• **Instructions to follow**:
Go through the listing and copy each line with the string "shortened".

• **Records for this task**:
PR #390, opened 2020-11-25
✨ Allow Setting a Custom Model Path ✨

hahagu:
Adds an option to set a custom model path.

### DIFF
--- a/lib/Service/ModelService.php
+++ b/lib/Service/ModelService.php
@@ -27,6 +27,7 @@ use OCP\IConfig;
 use OCP\Files\IAppData;
 use OCP\Files\IRootFolder;
 use OCP\Files\NotFoundException;
+use OCA\FaceRecognition\Service\SettingsService;
 
 class ModelService {
 
@@ -48,16 +49,33 @@ class ModelService {
 		$this->config     = $config;
 		$this->appData    = $appData;
 		$this->rootFolder = $rootFolder;
-
-		// Construct root folder for models
-		$this->prepareAppDataFolders();
+		
+		// Set model path.
+		setModelPath();
 
 		/// Get this folder.
 		$instanceId = $this->config->getSystemValue('instanceid', null);
 		$appData = $this->rootFolder->get('appdata_'.$instanceId)->getPath();
 		$dataDir = $this->config->getSystemValue('datadirectory', null);
+	}
 
-		$this->modelsFolder = $dataDir . $appData . '/facerecognition/models/';
+	/**
+	 * @return void
+	 */
+	private function setModelPath() {
+		$modelPath = $this->settingsService->getModelPath();
+
+		// Check if the modelPath value is set
+		if (is_null($modelPath)) {
+			// Set model folder to set path
+			$this->modelsFolder = $modelPath;
+		} else {
+			// Construct root folder for models
+			$this->prepareAppDataFolders();
+
+			// Set default model folder
+			$this->modelsFolder = $dataDir . $appData . '/facerecognition/models/';
+		}
 	}
 
 	/**
@@ -79,9 +97,9 @@ class ModelService {
 	 */
 	public function prepareModelFolder(int $modelId) {
 		try {
-			$this->appData->getFolder('/models/' . $modelId);
+			$this->rootFolder->getFolder($this->modelsFolder . $modelId);
 		} catch (NotFoundException $e) {
-			$this->appData->newFolder('/models/' . $modelId);
+			$this->rootFolder->newFolder($this->modelsFolder . $modelId);
 		}
 	}
 
--- a/lib/Service/ModelService.php
+++ b/lib/Service/ModelService.php
@@ -50,6 +50,9 @@ class ModelService {
 		$this->appData    = $appData;
 		$this->rootFolder = $rootFolder;
 		$this->modelsFolder = $this->settingsService->getModelPath();
+
+		// Prepare Model Folder
+		prepareModelFolder();
 	}
 
 	/**
@@ -71,19 +74,7 @@ class ModelService {
 	 */
 	public function prepareModelFolder(int $modelId) {
 		if (!is_dir($this->modelsFolder)) {
-			mkdir($this->modelsFolder);
+			mkdir($this->modelsFolder, 0770, true);
 		}
 	}
-
-	/**
-	 * @return void
-	 */
-	private function prepareAppDataFolders() {
-		try {
-			$this->appData->getFolder('/models');
-		} catch (NotFoundException $e) {
-			$this->appData->newFolder('/models');
-		}
-	}
-
 }
--- a/lib/Service/ModelService.php
+++ b/lib/Service/ModelService.php
@@ -49,10 +49,30 @@ class ModelService {
 		$this->config     = $config;
 		$this->appData    = $appData;
 		$this->rootFolder = $rootFolder;
-		$this->modelsFolder = $this->settingsService->getModelPath();
+		$this->modelsFolder = getModelPath();
 
 		// Prepare Model Folder
 		prepareModelFolder();
+	}
+
+	/**
+	 * @return string
+	 */
+	private function getModelPath(): string {
+		// Get model path setting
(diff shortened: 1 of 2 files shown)


lib/Service/SettingsService.php
```diff
@@ -57,6 +57,9 @@ class SettingsService {
 	const DEFAULT_SENSITIVITY = '0.4';
 	const MAXIMUM_SENSITIVITY = '0.6';
 
+	/** Model Path used for read and writing models  **/
+	const SYSTEM_MODEL_PATH = 'modelPath';
```
matiasdelellis, line 61: const SYSTEM_MODEL_PATH = 'modelPath';
```suggestion
	const SYSTEM_FACE_RECOGNITION_MODEL_PATH = 'FaceRecognitionModelPath';
```

matiasdelellis: Keep in mind that this configuration will go in `config/config.php` and it should be clear.

lib/Service/SettingsService.php
```diff
@@ -240,6 +243,10 @@ public function setMinimumConfidence($confidence) {
 	 * The next settings are advanced preferences that are not available in gui.
 	 * See: https://github.com/matiasdelellis/facerecognition/wiki/Settings#hidden-settings
 	 */
+	public function getModelPath(): string {
+		return $this->config->getSystemValue(self::SYSTEM_MODE_PATH, null);
+	}
+
```
matiasdelellis, line 249: Move it here: https://github.com/matiasdelellis/facerecognition/pull/390/files#diff-0d0e5b28c99581ae724962d51121ee75bb2552319070923c2aa9112dab4f2e74R303

..with the appropriate comment. :wink:

lib/Service/ModelService.php
```diff
@@ -79,9 +97,9 @@ public function modelFileExists(int $modelId, string $file): bool {
 	 */
 	public function prepareModelFolder(int $modelId) {
 		try {
-			$this->appData->getFolder('/models/' . $modelId);
```
matiasdelellis, line 82: Don't use root folder.. It can be literally any directory that has the correct permissions.

So, revert and add an:
```
if (!is_null($modelPath)) {
    mkdir($modelPath)
    return;
}
```

lib/Service/ModelService.php
```diff
@@ -48,16 +49,33 @@ public function __construct(IConfig     $config,
...
 		$instanceId = $this->config->getSystemValue('instanceid', null);
 		$appData = $this->rootFolder->get('appdata_'.$instanceId)->getPath();
 		$dataDir = $this->config->getSystemValue('datadirectory', null);
+	}
 
-		$this->modelsFolder = $dataDir . $appData . '/facerecognition/models/';
+	/**
+	 * @return void
+	 */
+	private function setModelPath() {
```
matiasdelellis, line 65: Rename `getModelPath()` that return string, and use on constructor.

```
private function getModelPath(): string {
    if (!is_null($modelPath)) {
       return $modelPath;
    }

    $instanceId = $this->config->getSystemValue('instanceid', null);
    $appData = $this->rootFolder->get('appdata_'.$instanceId)->getPath();
    $dataDir = $this->config->getSystemValue('datadirectory', null);

    return $dataDir . $appData . '/facerecognition/models/';
}
```

matiasdelellis (changes requested):

lib/Service/ModelService.php
matiasdelellis:
```
if (!is_null($modelPath)) {
    if (file_exists($modelPath)) {
        mkdir($modelPath)
    }
    return;
}
```

MMM.. 
On second thought, to avoid errors ..

lib/Service/ModelService.php
hahagu: What is the prepareAppdataFolders function for?
it seems to create a 'model' directory on the appdata_{id}/models

hahagu:
This should fix the issues you mentioned! 😄

lib/Service/ModelService.php
matiasdelellis: > What is the prepareAppdataFolders function for?
> It seems to create a 'model' directory under appdata_{id}.
> However, shouldn't it be under appdata_{id}/facerecognition?

Yes.. it's just to create the folder 'facerecognition/models' within appData.

matiasdelellis:
```
private function getModelPath(): string {
    if (!is_null($modelPath)) {
       return $modelPath;
    }

    try {
        $this->appData->getFolder('/models');
    } catch (NotFoundException $e) {
         $this->appData->newFolder('/models');
    }

    $instanceId = $this->config->getSystemValue('instanceid', null);
    $appData = $this->rootFolder->get('appdata_'.$instanceId)->getPath();
    $dataDir = $this->config->getSystemValue('datadirectory', null);

    return $dataDir . $appData . '/facerecognition/models/';
}
```

hahagu: > Yes.. it's just to create the folder 'facerecognition/models' within appData.

I believe that needs to be addressed then?

lib/Service/SettingsService.php
```diff
@@ -240,6 +243,23 @@ public function setMinimumConfidence($confidence) {
 	 * The next settings are advanced preferences that are not available in gui.
 	 * See: https://github.com/matiasdelellis/facerecognition/wiki/Settings#hidden-settings
 	 */
+	private function getModelPath(): string {
+		// Get model path setting
```
matiasdelellis, line 247: NO!.
here just return the value as before.. The differentiation between both folders must be done in the Model Service!

lib/Service/ModelService.php
hahagu: Done!
Recursive and permissions 0770 added.
The default 0777 seems unnecessarily open.

lib/Service/ModelService.php
```diff
@@ -78,22 +73,8 @@ public function modelFileExists(int $modelId, string $file): bool {
 	 * @return void
 	 */
 	public function prepareModelFolder(int $modelId) {
-		try {
-			$this->appData->getFolder('/models/' . $modelId);
-		} catch (NotFoundException $e) {
-			$this->appData->newFolder('/models/' . $modelId);
```
matiasdelellis, line 84: I meant to revert your change, and just add that .. The creation of the models /MODEL_ID folder should be done here.

lib/Service/SettingsService.php
matiasdelellis: I meant to just change the getModelfolder function here. Not all new code.. This doesn't even work, because you don't have rootFolder, etc.

matiasdelellis (changes requested):

lib/Service/ModelService.php
hahagu: What if I do
`public function prepareModelFolder(int $modelId) {
		if (!is_dir($this->modelsFolder)) {
			mkdir($this->modelsFolder . '/' . $modelID, 0770, true);
		}
	}
`

matiasdelellis: > mkdir($this->modelsFolder . '/' . $modelID, 0770, true);

You are right you should use this in case of custom folder.. :sweat_smile: 

But in the default case, you should create the folder using the AppData methods,  because nextcloud sve this in the database and may fail.

matiasdelellis (changes requested):

lib/Service/SettingsService.php
matiasdelellis: D'OH!, Again.

hahagu:
If custom model path is set,
try and catch of
`$this->appData->newFolder('/facerecognition/models/' . $modelId);`
is run instead of the external directive mkdir. 😀
Hope this solves everything?

matiasdelellis:
Hi @hahagu 
Sorry, but it still didn't even work, and it was taking longer than necessary.. :disappointed: 

Close in favour to #391

mgutschmidt:
Hi, can you describe how to use this Setting? I also use S3 Storage, but can't figure out to get this solution running...

PR #698, opened 2020-01-30
Vnc port conf

nutcr4cker:
Hi, 
for me it's really helpful to have control over port/password for VNC, generating and defining this before the start of domain helping with automatically send it via email to users who will need access so they will be able to install OS themselves

maybe it will valuable to someone also...

### DIFF
--- a/libvirt/domain.go
+++ b/libvirt/domain.go
@@ -441,6 +441,8 @@ func setGraphics(d *schema.ResourceData, domainDef *libvirtxml.Domain, arch stri
 		}
 
 		autoport := d.Get(prefix + ".autoport").(bool)
+		port := d.Get(prefix + ".port").(int)
+		passwd := d.Get(prefix + ".passwd").(string)
 		listener := libvirtxml.DomainGraphicListener{}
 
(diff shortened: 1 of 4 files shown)


libvirt/resource_libvirt_domain.go
```diff
@@ -236,6 +236,14 @@ func resourceLibvirtDomain() *schema.Resource {
 							Optional: true,
 							Default:  "spice",
 						},
+						"port": {
+							Type:     schema.TypeInt,
+							Optional: true,
+						},
+						"passwd": {
```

• **Exercise solution**:
(diff shortened: 1 of 2 files shown)
(diff shortened: 1 of 4 files shown)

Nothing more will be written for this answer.